Neural Networks has employed to correct the systematic deviations of the first principle quantum mechanics calculated results. The approach was termed as the DFT-NEURON method. This combined first-principles calculation and Neural-Networks correction approach is implemented to calculate the Gibbs energy of formation, ionization energy, electron affinity and absorption energy of small to medium sized molecules, and leads to much improved values as compared to the conventional first-principles calculation results.
Neural networks are first trained and determined against accurate experimental data, and employed subsequently to improve the raw calculated properties of interests. This combined first-principle calculation and Neural-Networks-corrections approach is potentially a powerful tool in computational science, and may open the possibility for first-principles methods to be employed routinely as predictive tools in materials research and development.

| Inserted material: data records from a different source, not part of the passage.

PR #231, opened 2016-04-26
eliminate -F for ln for OpenBSD by abstracting ln flags

bonds:
OpenBSD's ````ln```` does not support the -F flag. This PR drops the flag, only for OpenBSD, so as not to change the behavior for other OSes.

### DIFF
--- a/fisher.fish
+++ b/fisher.fish
@@ -39,6 +39,12 @@ function fisher
         set -g fisher_bundle "$fish_config/fishfile"
     end
 
+    if test (uname -s) = "OpenBSD"
+        set ln_flags = "-sf"
+    else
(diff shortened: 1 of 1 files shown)


bucaran:
LGTM. Thanks!

bucaran:
Good news from the `manpage`:

     -F    If the target file already exists and is a directory, then remove it so that the link may occur.  The
           -F option should be used with either -f or -i options.  If none is specified, -f is implied.  The -F
           option is a no-op unless -s option is specified.


In other words, it seems we can actually drop -F entirely.

@bonds Do you agree with my interpretation?

bucaran:
@bonds Nevermind, what it's saying is not what I meant.

Thanks again.

PR #414, opened 2020-09-23
add pre-push test to verify make dist does not depend on cython

baallan:
This action file (when connected) will verify that 'make dist' is not broken for rhel7/vanilla toss3.

### DIFF
--- a/.github/workflows/test-make-dist-nocython.yaml
+++ b/.github/workflows/test-make-dist-nocython.yaml
@@ -1,0 +1,22 @@
+name: Test "make dist r7"
+
+on:
+  push:
+    branches: [ OVIS-4 ]
+  pull_request:
+    branches: [ OVIS-4 ]
+
+jobs:
+  build:
+
+    runs-on: ubuntu-18.04
+
+    steps:
+    - run: sudo apt install gettext
+    - uses: actions/checkout@v2
+    - name: autogen
+      run: sh autogen.sh
+    - name: configure
+      run: ./configure
+    - name: make dist
+      run: make dist


baallan:
@morrone so does adding this push test make sense to you?
@narategithub I don't understand why you changed the existing 'make dist' test instead of fixing the problem it diagnosed. Cython needs to be not required unless explicitly asked for. It's fine to test both configuration cases, of course.

narategithub:
@baallan The reason is that `ldmsd_controller` requires Cython LDMS to communicate with ldmsd. Other python module in `ldms/python/ldmsd/*` are there to assist `ldmsd_controller`.

`ldms/python/cmds/kq` is the other python program that depends on SOS Python module ... and SOS Py also uses Cython.

So, I don't see anything in `ldms/python` that does not depend on Cython.

baallan:
@narategithub ldmsd_controller is optional. The c-program interface is all that is required.

narategithub:
@baallan please also see my discussion with @morrone here: https://github.com/ovis-hpc/ovis/pull/406#discussion_r492373938

If ldmsd_controller is optional, then why shouldn't we disable python by default?

baallan:
@narategithub you should disable the cython dependent bits (call it python-libs or python-api) by default. Anything that 'normally requires pip install X' on any of our supported platforms should be disabled by default.

baallan:
@narategithub perhaps we should just revert the whole python3 patch list if you can't make it pass './configure && make dist' on vanilla rhel7 by default.

morrone:
I don't think that we should necessarily add another test workflow for this. But I do think that the "make dist" workflows should be switched back to not downloading Cython. Cython is need for real builds (when desitred), not configure for make dist. See PR #415.

As to whether configure should default to not using python/cython if cython isn't found: I do basically agree. I mentioned in a PR review that I think python selection should really be tri-state. The test for the AC_ARG_ENABLE should record, "yes" (--enable provided on the command line), "no" (--disable provided on the command line), and "notspecified" (no opinion expressed on the command line...could also be named "test" or "check" or something). This is a very common idiom in autoconf.

The only reason I didn't implement that in my cython check update is that the AX_PYTHON_DEVEL macro appears to error out if python isn't found rather than allowing us to provide an action-if-not-found. So we can't run it speculatively in the "notspecified" case.

But now that consider it again, python is almost always available. So we could still implement "nospecified" for Cython. We could make it so it disables python use when cython is not found, even though missing python would always throw an error.

morrone:
Oh, and I minor note on terminology. This is not a "pre-push" test you are making, it is actually post-push. _After_ a push happens to the OVIS-4 branch it would trigger, and _after_ a pull-request is initiated that targets OVIS-4, the test would trigger.

The PR test is the important one to catch things before they are merged to the OVIS-4 branch. The OVIS-4 test is just a backup test to make sure nothing when wrong in the merge process.

baallan:
Since we are "supporting cython bindings where available" and it is available in the standard ubuntu 20 environment currently in beta(ish) on github actions, I would like to see enabling it and building ldms with python/cython enabled as one of the pre-push actions. Since we're paying for github, lets use it as much as possible. 

This is separate, of course, from having the default configure command work out of the box (no explicit disables or enables required).

Exactly how we name the actions is esthetics; if we accept PR #415 then I would rename the new file in this one to make-dist-cython and the perhaps figure out how to make it run build/install from the dist tar ball generated.

baallan:
pre-push/post-PR, tomAto, tomahto

morrone:
Yes, I think everyone agrees that full build tests would be great to add. We just need someone to decide to do it.

If/When we change the cython check to be optional, the two existing workflows should be updated to put them back to original state where the did not specify "--disable-cython". In that case this patch will still not be needed.

A build test instead would certainly be great to add. Yes, that build test could certainly build from a the make dist tarball.

morrone:
Alright, I think I've got it! See PR #417. (I dropped PR #415, 417 reverts the workflow files like I suggested here).

Give it a try, let me know if I missed anything.

baallan:
Dropping in favor of #417.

FIGURE Calculated DG° versus experimental DG° for all 180 compounds. (a) and (b) are for raw B3LYP/6-311+G(d,p) and B3LYP/6-311+G(3df,2p) results, respectively. (c) and (d) are for neural-network corrected B3LYP/6-311+G(d,p) and B3LYP/6-311+G(3df,2p) DG°s, respectively. Triangles are for the training set and crosses for the testing set. The dashed lines are where the calculation and experiments have perfect fits. The correlation coefficient of the linear fits are 0.996, 0.995 in (c) and (d), respectively. All values are in the units of kcal·mol-1.